■ The problem
Search the records for the string "modularity" and copy every line in which it appears.

■ Provided records
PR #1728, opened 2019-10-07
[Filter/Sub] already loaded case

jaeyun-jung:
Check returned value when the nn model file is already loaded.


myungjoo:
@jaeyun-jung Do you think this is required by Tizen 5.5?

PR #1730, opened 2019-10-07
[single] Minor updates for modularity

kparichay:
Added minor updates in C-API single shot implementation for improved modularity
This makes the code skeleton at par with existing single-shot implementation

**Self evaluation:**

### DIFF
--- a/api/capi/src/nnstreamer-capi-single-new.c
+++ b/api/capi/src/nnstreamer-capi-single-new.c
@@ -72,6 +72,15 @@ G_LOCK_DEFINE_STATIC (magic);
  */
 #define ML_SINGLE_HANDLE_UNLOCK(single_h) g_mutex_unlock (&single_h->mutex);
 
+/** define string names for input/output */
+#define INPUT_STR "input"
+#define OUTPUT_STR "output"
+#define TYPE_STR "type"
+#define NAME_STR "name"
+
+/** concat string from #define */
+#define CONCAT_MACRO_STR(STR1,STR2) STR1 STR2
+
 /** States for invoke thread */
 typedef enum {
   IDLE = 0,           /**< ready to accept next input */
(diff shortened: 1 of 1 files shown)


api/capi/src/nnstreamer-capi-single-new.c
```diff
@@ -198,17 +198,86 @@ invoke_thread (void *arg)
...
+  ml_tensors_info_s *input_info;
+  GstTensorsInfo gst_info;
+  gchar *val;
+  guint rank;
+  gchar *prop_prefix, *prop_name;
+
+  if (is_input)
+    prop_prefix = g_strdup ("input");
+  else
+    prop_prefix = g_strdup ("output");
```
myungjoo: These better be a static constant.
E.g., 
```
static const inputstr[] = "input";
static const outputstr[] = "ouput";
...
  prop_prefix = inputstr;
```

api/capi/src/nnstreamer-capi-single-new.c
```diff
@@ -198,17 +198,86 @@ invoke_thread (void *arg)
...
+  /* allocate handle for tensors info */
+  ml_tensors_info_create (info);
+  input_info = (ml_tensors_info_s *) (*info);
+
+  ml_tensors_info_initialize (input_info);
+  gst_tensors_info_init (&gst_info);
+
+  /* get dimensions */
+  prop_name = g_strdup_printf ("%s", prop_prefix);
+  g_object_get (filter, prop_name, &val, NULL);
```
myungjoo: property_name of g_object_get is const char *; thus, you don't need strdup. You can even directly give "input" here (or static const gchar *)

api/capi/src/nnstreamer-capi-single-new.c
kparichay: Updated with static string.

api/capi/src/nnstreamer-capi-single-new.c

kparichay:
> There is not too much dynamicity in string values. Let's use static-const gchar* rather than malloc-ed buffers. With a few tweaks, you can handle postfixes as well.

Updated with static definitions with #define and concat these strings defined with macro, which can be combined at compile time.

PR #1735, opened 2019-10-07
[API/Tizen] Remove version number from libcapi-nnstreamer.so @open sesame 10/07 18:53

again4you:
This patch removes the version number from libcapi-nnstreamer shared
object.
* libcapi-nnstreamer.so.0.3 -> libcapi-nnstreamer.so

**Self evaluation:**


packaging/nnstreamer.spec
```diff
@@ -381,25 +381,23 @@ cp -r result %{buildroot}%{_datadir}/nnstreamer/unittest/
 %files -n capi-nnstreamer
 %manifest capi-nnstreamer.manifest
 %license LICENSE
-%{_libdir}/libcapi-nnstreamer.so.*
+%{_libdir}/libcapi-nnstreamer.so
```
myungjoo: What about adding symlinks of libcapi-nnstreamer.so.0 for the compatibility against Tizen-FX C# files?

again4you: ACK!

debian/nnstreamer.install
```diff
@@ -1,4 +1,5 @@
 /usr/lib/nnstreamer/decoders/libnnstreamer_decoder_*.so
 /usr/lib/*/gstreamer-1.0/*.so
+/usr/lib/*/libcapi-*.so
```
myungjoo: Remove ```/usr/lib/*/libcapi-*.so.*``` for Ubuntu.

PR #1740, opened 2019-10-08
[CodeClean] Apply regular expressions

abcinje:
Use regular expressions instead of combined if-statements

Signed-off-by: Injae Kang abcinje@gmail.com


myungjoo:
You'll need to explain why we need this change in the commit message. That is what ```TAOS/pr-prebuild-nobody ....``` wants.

■ Task result
[single] Minor updates for modularity
Added minor updates in C-API single shot implementation for improved modularity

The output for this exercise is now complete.